**Action item:** Below are the entries. Transcribe exactly the lines from the one with "ineffective on RAK4631" through the one with "- Both toggles", ends included, and leave out all others.

Records from a data source
Start of Block

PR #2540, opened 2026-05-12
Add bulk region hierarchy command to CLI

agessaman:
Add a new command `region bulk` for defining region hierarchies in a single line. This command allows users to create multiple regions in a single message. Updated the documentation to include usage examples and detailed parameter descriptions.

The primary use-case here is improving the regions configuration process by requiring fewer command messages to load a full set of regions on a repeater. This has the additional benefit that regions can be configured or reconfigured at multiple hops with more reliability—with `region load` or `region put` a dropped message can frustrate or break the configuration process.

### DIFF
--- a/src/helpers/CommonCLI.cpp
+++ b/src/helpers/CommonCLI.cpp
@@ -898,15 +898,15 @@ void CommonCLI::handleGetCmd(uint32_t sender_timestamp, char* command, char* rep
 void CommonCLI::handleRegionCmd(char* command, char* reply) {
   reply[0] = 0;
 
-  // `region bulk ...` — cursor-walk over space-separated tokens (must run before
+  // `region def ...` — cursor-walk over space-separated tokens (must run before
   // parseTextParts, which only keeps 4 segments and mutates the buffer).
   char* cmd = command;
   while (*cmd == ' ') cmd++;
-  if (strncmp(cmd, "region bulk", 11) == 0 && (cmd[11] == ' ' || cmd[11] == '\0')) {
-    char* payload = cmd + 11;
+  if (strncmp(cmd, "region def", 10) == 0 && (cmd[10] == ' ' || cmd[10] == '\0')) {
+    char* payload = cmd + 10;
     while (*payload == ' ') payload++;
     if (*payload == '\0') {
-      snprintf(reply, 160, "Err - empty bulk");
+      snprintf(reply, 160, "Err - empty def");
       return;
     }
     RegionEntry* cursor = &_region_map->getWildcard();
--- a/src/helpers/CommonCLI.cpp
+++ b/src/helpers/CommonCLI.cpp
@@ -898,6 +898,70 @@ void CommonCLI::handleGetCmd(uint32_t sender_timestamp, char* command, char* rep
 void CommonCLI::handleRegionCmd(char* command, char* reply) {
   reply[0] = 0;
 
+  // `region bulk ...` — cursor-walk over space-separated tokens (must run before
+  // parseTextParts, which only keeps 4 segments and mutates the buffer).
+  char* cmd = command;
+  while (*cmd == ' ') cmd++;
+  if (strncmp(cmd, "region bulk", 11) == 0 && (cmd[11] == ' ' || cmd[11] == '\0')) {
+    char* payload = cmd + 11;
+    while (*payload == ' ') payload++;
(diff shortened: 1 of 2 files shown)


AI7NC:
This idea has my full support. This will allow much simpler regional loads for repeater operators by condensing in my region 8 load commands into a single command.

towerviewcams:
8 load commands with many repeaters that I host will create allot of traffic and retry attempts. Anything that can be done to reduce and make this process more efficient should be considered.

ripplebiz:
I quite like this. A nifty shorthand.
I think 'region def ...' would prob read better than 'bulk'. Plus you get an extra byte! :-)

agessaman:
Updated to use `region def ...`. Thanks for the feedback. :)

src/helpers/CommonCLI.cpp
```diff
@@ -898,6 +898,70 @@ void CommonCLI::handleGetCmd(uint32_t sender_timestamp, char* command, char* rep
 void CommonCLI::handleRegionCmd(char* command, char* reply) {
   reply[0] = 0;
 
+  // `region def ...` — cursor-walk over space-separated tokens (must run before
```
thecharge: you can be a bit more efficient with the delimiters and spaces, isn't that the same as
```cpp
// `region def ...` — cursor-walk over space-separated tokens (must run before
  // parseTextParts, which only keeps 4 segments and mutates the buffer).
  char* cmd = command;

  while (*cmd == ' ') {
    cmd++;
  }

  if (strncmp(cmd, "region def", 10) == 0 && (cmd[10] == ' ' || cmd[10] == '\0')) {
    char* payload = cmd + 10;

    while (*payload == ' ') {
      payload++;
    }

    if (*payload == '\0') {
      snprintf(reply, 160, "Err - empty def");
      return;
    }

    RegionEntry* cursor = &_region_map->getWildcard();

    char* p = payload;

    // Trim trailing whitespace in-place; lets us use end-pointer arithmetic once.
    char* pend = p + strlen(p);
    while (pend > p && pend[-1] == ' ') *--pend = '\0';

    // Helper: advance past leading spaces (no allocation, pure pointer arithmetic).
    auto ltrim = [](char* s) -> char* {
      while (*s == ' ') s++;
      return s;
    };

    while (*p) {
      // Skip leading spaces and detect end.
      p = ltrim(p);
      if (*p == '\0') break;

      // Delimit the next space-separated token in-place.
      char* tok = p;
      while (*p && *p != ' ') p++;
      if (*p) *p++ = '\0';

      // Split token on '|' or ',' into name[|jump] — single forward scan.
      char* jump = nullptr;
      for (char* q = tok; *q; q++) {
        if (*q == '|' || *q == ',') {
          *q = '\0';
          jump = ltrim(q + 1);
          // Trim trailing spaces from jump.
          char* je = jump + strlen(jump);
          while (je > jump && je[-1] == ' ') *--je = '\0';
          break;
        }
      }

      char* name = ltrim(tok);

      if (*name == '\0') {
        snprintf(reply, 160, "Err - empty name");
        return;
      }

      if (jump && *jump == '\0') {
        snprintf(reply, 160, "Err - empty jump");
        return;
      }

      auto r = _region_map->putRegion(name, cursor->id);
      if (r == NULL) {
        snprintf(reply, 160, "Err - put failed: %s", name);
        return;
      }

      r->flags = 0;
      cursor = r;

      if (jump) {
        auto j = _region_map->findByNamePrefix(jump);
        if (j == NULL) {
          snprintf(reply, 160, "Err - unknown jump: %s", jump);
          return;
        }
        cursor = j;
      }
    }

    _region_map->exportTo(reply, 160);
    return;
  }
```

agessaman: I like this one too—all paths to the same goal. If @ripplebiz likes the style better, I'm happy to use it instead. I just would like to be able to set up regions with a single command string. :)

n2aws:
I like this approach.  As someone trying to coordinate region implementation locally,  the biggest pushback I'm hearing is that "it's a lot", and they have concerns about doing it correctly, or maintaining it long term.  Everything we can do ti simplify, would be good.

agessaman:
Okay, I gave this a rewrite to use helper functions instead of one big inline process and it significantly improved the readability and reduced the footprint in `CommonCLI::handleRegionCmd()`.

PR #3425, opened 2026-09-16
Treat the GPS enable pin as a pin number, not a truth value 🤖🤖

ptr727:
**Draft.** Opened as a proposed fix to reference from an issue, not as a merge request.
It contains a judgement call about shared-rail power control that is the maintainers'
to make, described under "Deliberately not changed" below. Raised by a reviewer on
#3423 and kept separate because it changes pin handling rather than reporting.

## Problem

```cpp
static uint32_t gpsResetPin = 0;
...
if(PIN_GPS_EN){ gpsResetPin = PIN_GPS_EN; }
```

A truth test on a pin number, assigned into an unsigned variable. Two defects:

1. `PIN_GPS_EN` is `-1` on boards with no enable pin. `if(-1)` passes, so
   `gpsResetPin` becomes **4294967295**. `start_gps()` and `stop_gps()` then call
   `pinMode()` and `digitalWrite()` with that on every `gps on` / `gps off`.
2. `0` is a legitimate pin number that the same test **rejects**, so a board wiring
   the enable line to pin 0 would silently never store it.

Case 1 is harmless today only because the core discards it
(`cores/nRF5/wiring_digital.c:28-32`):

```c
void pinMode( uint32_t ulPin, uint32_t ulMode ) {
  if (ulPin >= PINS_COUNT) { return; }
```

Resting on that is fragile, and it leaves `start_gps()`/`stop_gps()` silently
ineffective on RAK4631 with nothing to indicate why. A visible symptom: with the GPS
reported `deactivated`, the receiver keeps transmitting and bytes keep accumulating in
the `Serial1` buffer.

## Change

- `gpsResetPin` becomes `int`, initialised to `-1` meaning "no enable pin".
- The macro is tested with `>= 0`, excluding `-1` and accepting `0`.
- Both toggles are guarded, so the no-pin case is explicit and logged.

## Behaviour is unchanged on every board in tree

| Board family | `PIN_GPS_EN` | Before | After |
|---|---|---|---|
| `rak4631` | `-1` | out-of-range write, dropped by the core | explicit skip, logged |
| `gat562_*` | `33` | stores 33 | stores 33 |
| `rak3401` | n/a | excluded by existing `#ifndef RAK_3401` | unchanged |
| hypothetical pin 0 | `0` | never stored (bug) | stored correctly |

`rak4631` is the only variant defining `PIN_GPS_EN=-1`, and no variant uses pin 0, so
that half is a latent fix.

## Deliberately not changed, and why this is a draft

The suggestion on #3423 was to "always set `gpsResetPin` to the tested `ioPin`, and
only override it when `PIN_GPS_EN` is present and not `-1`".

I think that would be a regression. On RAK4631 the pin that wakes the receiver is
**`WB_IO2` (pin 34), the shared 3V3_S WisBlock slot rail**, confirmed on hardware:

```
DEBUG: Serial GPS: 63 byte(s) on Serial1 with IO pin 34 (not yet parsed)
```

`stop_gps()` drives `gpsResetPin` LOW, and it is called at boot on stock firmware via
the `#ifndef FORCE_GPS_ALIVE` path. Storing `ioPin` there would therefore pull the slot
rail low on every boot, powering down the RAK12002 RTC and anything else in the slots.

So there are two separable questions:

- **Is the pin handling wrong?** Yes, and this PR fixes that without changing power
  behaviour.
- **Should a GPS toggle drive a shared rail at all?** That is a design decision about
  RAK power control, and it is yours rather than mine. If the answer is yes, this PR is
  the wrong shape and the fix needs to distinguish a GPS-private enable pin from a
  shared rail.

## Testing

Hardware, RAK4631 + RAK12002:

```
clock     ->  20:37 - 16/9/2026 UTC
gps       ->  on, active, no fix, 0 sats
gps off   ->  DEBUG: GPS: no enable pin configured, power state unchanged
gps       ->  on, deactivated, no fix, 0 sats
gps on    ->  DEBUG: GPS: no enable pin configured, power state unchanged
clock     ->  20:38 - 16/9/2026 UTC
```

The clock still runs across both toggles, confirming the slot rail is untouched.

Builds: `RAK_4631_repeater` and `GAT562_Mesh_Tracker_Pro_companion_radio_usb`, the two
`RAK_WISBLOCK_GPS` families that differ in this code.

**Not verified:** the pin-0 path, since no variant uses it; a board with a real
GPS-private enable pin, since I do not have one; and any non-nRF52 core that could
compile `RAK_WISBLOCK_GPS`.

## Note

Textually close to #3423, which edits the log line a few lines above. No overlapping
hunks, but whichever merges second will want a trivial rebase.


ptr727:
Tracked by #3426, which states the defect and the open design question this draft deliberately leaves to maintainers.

End of Block

**Result:**
ineffective on RAK4631 with nothing to indicate why. A visible symptom: with the GPS
reported `deactivated`, the receiver keeps transmitting and bytes keep accumulating in
the `Serial1` buffer.

## Change

- `gpsResetPin` becomes `int`, initialised to `-1` meaning "no enable pin".
- The macro is tested with `>= 0`, excluding `-1` and accepting `0`.
- Both toggles are guarded, so the no-pin case is explicit and logged.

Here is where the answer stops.